:: Dataset entries ::
PR #32, opened 2015-03-27
Fix the call to DWP checker

mattmb:
This view included a call to a previous method, it now calls the correct function.


mattmb:
@dotemacs @colinbruce the fix we discussed.

@colinbruce will be pleased to here the E2E connection works :+1:

colinbruce:
Approved and merged :+1:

:: WHAT TO DO ::
Where the line containing "will be pleased" appears in the records above, begin copying and continue through the last line; copy each line exactly and include no others.

:: PROBLEM SOLUTION ::
@colinbruce will be pleased to here the E2E connection works :+1:

colinbruce:
Approved and merged :+1:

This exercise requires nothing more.